Naked Came I
- First US edition (publ. William Morrow)
- Author: David Weiss
- Language: English
- Genre: Biographical novel
- Published: 1963
- Publication place: United States
- Media type: Print
- Pages: 660
- ISBN: 0340178221

= Naked Came I =

1963 novel by David Weiss

Naked Came I is a bestselling 1963 novel by David Weiss based on the life of sculptor Auguste Rodin.

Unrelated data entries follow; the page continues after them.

Issue #3683, opened 2023-10-27
[Feature Request] Add "Not" operator in filter to support "Not Like" etc. in Get queries


paulcalcraft:
It looks like a previously faulty not operator was removed: https://github.com/weaviate/weaviate/pull/3360

But I can't see any way to filter a search by excluding some matching criteria. For example, I want to exclude embedded chunks that are from a particular domain name, so I want to essentially invert this Like:

```
const response = await client.graphql
  .get()
  .withClassName('Snippet')
  .withFields('text')
  .withWhere({
    path: ['url'],
    operator: 'Like',
    valueText: 'https://example.org*',
  })
  .do();
console.log(response);
```

So we'd be able to add a Not operator like this:

```
const response = await client.graphql
  .get()
  .withClassName('Snippet')
  .withFields('text')
  .withWhere({
                operator: 'Not',
                operands: [{
                    path: ['url'],
                    operator: 'Like',
                    valueText: 'https://example.org*',
                }],
            })
  .do();
console.log(response);
```

Given the implementation of Like etc. (https://github.com/weaviate/weaviate/blob/b5490142fa6cea9a6212e77055db7479e69760b7/adapters/repos/db/inverted/row_reader.go#L194C24-L194C24) it might actually be easier to implement as a new operator called NotLike, rather than a general purpose Not? I haven't looked too far into it.

In any case, it might be worth adding a note to the [filter documentation](https://weaviate.io/developers/weaviate/api/graphql/filters) to say that a Not operator isn't currently supported because it took me quite a lot of digging to confirm that I wasn't just missing something. (And I might still be!)

etiennedi:
Thanks for the request. Seems very related to #3319 which would likely act as a basis for this. Please upvote that one as well, to express your interest.

thearchitector:
For posterity (i upvoted as well), being able to negate arbitrary filters would be _incredibly useful_.

alberto-bracci:
Any update on this feature request?

junbetterway:
Any updates on this? Also, will this support negations like **WHERE prop NOT IN (:excludedValues)** ? Thanks!

philipvollet:
Hi community, we're adding a bounty to this feature request /bounty $300

Related issues for more information:
https://github.com/weaviate/weaviate/issues/4231

Ahmadkhan02:
/attempt #3683

refactor @litlig 's code

litlig:
[...]

PR #10773, opened 2026-03-15
Fix NOT operator test structure (#3683)

matiasmagni:
/claim #3683

### What's being changed

Fixes a test structure bug in `TestSearcher_ResolveDocIds` where NOT operator tests would fail with nil pointer dereference. The searcher was created in a subtest (`t.Run("import data", ...)`) but test cases tried to access it outside that subtest, resulting in a nil pointer.

### Why

The NOT operator (`OperatorNot`) was already implemented in the codebase, but the integration tests for it were structurally broken - they would panic when executed because the test cases ran outside the subtest where the searcher was initialized.

### What's changed

- `adapters/repos/db/inverted/searcher_integration_test.go`: 
  - Changed `var searcher *Searcher` to local variable inside subtest
  - Renamed subtest from "import data" to "import data and run tests"
  - Moved test case execution inside the subtest to ensure searcher is available
  - Properly closed the nested test function

### Testing

- All unit tests pass
- All integration tests pass

### Review checklist

- [x] Tests pass
- [x] Documentation not needed (test fix only)
- [x] Chaos pipeline not needed (test fix only)


matiasmagni:
I agree with the CLA.

dirkkul:
hey, sorry there are merge conflicts by now

PR #10783, opened 2026-03-16
Achieve true BC and server-side default behaviour

tsmith023:
### What's being changed:

- Without a bool to differentiate between unsetting of `alpha` and `alpha_param`, `alpha: 0` can be accidentally used when the default is expected
- This PR adds `UseAlphaParam` to the `Hybrid` proto message so that clients can set this explicitly thereby allowing the server to know that the `alpha=0` is a true `UNSET` and that the server-side default should be used

### Review checklist

### DIFF
--- a/adapters/handlers/grpc/v1/parse_search_request_test.go
+++ b/adapters/handlers/grpc/v1/parse_search_request_test.go
@@ -968,7 +968,7 @@ func TestGRPCSearchRequest(t *testing.T) {
 				HybridSearch: &pb.Hybrid{Query: "query", UseAlphaParam: true},
 			},
 			out: dto.GetParams{
-				ClassName: classname, Pagination: defaultPagination, HybridSearch: &searchparams.HybridSearch{Query: "query", FusionAlgorithm: common_filters.HybridRelativeScoreFusion, Alpha: 0.75},
+				ClassName: classname, Pagination: defaultPagination, HybridSearch: &searchparams.HybridSearch{Query: "query", FusionAlgorithm: common_filters.HybridRelativeScoreFusion, Alpha: common_filters.DefaultAlpha},
 				Properties:           defaultTestClassProps,
 				AdditionalProperties: additional.Properties{Vector: true, NoProps: false},
 			},
--- a/adapters/handlers/grpc/v1/parse_aggregate_request.go
+++ b/adapters/handlers/grpc/v1/parse_aggregate_request.go
@@ -282,11 +282,20 @@ func (p *AggregateParser) Aggregate(req *pb.AggregateRequest) (*aggregation.Para
 			}
 			nearVec := search.Hybrid.NearVector
 
+			var alpha float64
+			if !hs.UseAlphaParam {
+				alpha = float64(hs.Alpha)
+			} else if hs.AlphaParam != nil {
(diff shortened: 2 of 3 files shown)


adapters/handlers/grpc/v1/parse_search_request_test.go
```diff
@@ -948,7 +948,32 @@ func TestGRPCSearchRequest(t *testing.T) {
...
+			error: false,
+		},
+		{
+			name: "hybrid with alpha_param unset",
+			req: &pb.SearchRequest{
+				Collection: classname, Metadata: &pb.MetadataRequest{Vector: true, Certainty: false},
+				HybridSearch: &pb.Hybrid{Query: "query", UseAlphaParam: true},
+			},
+			out: dto.GetParams{
+				ClassName: classname, Pagination: defaultPagination, HybridSearch: &searchparams.HybridSearch{Query: "query", FusionAlgorithm: common_filters.HybridRelativeScoreFusion, Alpha: 0.75},
```
dirkkul: use default const here to make it clear?

grpc/proto/v1/base_search.proto
```diff
@@ -64,6 +64,9 @@ message Hybrid {
   Targets targets = 10;
   optional SearchOperatorOptions bm25_search_operator = 11;
   optional float alpha_param = 12;
+  // if true, alpha_param is used instead of alpha.
+  // This is for backward compatibility, as alpha was used before alpha_param was introduced.
+  bool use_alpha_param = 13;
```
dirkkul, line 69: should we also add this to stable/v1.36? And then detect the first minimum version with this included?

adapters/handlers/grpc/v1/parse_search_request.go
```diff
@@ -291,9 +291,13 @@ func (p *Parser) Search(req *pb.SearchRequest, config *config.Config) (dto.GetPa
 		}
 		nearVec := req.HybridSearch.NearVector
 
-		alpha := float64(hs.Alpha)
-		if hs.AlphaParam != nil {
+		var alpha float64
+		if !hs.UseAlphaParam {
```
dirkkul, line 295: old client versions will not send UseAlphaParam => default value is false => hs.Alpha is used
new client versions will always send UseAlphaParam=True and if hs.AlphaParam is set we use it and if not we use the default?

grpc/proto/v1/base_search.proto
tsmith023: I'd rather not track the minimum patch across multiple clients. In the clients, if the server version is less than `1.37` then the previous default is used anyway to achieve BC

adapters/handlers/grpc/v1/parse_search_request.go
tsmith023: Yep:
- old client + old server => old client default
- old client + new server => old client default
- new client + old server => old client default
- new client + new server => new server default

tsmith023: > new client + old server => old client default

There is a risk of regression here if the client implementation accidentally removes its old client-side default when refactoring

dirkkul (approved):

PR #10786, opened 2026-03-16
fix: return error instead of panic on truncated segment file

### LINKED ISSUE #10251: [Bug] Runtime panic in lsmkv when loading corrupted segment file (recovered)

Hi team!
I was exploring the `lsmkv` package. While looking at `newSegment` in `adapters/repos/db/lsmkv/segment.go`, I noticed an edge case regarding file validation.

If we attempt to load a corrupted segment file (specifically one that is truncated, e.g., only 2 bytes long), the code attempts to parse the header before validating the file size. This triggers a runtime panic: `runtime error: slice bounds out of range`.

**Reproduction Code:**
I wrote this test case which reproduces the panic:

```go
package lsmkv

import (
	"os"
	"testing"
	"[github.com/sirupsen/logrus](https://github.com/sirupsen/logrus)"
	"[github.com/stretchr/testify/assert](https://github.com/stretchr/testify/assert)"
	"[github.com/stretchr/testify/require](https://github.com/stretchr/testify/require)"
)

func TestSystemCrash_OnCorruptFile(t *testing.T) {
	path := "corrupt_data.db"
	t.Cleanup(func() { os.Remove(path) })

	f, err := os.Create(path)
	require.NoError(t, err)
	f.Write([]byte{0x00, 0x01}) 
	f.Close()

	logger := logrus.New()
	_, err = newSegment(path, logger, nil, nil, segmentConfig{})
	
	assert.Error(t, err)
}
```

The system should explicitely check if len(contents) < HeaderSize before attempting to parse the header. If the file is too short, it should return a standard error (e.g., segment invalid: length 2 is smaller than header size 16) rather than panicking and recovering.

The code attempts to slice the content array (contents[:segmentindex.HeaderSize]), which triggers a panic because the file is smaller than the requested bound. This panic is then caught by the deferred recover() function.

### Supporting information

Code Reference: `adapters/repos/db/lsmkv/segment.go` inside the `newSegment` function.

I have a fix and a regression test ready locally. If this is a valid improvement you'd like to see, I would be happy to open a PR!

### Server Version

Forked from `main` at commit `e8bde19f3`

### Weaviate Setup

Single Node

### Nodes count

1

### Code of Conduct

gambletan:
## Summary
- Add bounds check in `newSegment()` before slicing `contents[:segmentindex.HeaderSize]` to prevent `runtime error: slice bounds out of range` panic when loading a truncated/corrupted segment file
- Returns a descriptive error: `"segment file too small: N bytes, need at least 16 for header"`
- Adds test `TestSegment_TruncatedFileReturnsError` verifying the fix

Fixes #10251

## Test plan
- [x] New unit test creates a 5-byte file, calls `newSegment()`, asserts error (not panic)
- [x] `go test ./adapters/repos/db/lsmkv/... -run TestSegment_TruncatedFileReturnsError` passes

### DIFF
--- a/adapters/repos/db/lsmkv/segment.go
+++ b/adapters/repos/db/lsmkv/segment.go
@@ -263,6 +263,10 @@ func newSegment(path string, logger logrus.FieldLogger, metrics *Metrics,
 		readFromMemory = true
 		useBloomFilter = false
 	}
+	if len(contents) < segmentindex.HeaderSize {
+		return nil, fmt.Errorf("segment file too small: %d bytes, need at least %d for header",
+			len(contents), segmentindex.HeaderSize)
+	}
 	header, err := segmentindex.ParseHeader(contents[:segmentindex.HeaderSize])
 	if err != nil {
 		return nil, fmt.Errorf("parse header: %w", err)
--- a/adapters/repos/db/lsmkv/segment_test.go
+++ b/adapters/repos/db/lsmkv/segment_test.go
@@ -243,3 +243,18 @@ func createSegmentFilesUsingBucket(t *testing.T, ctx context.Context, logger log
 	err = diskio.Fsync(path)
 	require.NoError(t, err)
 }
+
+func TestSegment_TruncatedFileReturnsError(t *testing.T) {
+	logger, _ := test.NewNullLogger()
+	existsOnLower := func(key []byte) (bool, error) { return false, nil }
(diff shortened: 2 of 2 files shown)


dirkkul:
Hey, please sign the CLA for us to merge this. WIll close this, but just reopen when you sign it, thanks!

PR #10792, opened 2026-03-17
Aggregate: Simplify code that supplies property type information

bevzzz:
### What's being changed:

This PR replaces `typeInspector` struct with a smaller and simpler `addTypeInformation` function. There struct holds no state and is only created to hold a pointer to a function, which might as well be passed as an argument to `addTypeInformation`.

### Review checklist


adapters/repos/db/aggregator/aggregator.go
```diff
@@ -136,11 +136,9 @@ func (a *Aggregator) aggTypeOfProperty(
 		return aggregation.PropertyTypeText, dt, nil
 	case schema.DataTypeDate, schema.DataTypeDateArray:
 		return aggregation.PropertyTypeDate, dt, nil
-	case schema.DataTypeGeoCoordinates:
-		return "", "", fmt.Errorf("dataType geoCoordinates can't be aggregated")
-	case schema.DataTypePhoneNumber:
-		return "", "", fmt.Errorf("dataType phoneNumber can't be aggregated")
```
tsmith023, line 142: Was this removed by accident?

bevzzz: No, this has just been joined in a single `case`, see the next line ⬇️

Naked Came I portrays Rodin as driven to be an artist because his temperament would allow him to be nothing else. It shows him as a friend with other Parisian artists such as Edgar Degas, Auguste Renoir, Édouard Manet, and those of the Second French Empire associated with the Salon des Refusés: they were generally outside the Paris art establishment, and had been refused admission to the École des Beaux Arts. The title is derived, according to the frontispiece, from Cervantes' Don Quixote. (Cervantes, in turn, had taken it from the Book of Job, 1:21.)

Due to the success of Weiss' previous novels, the book was, almost simultaneously with its American publication, also published in the United Kingdom and in translation in France, Germany, and Italy.

In popular culture, Naked Came I was the title of the sensationalized memoir of Opus the Penguin in the Berke Breathed comic strip, Bloom County.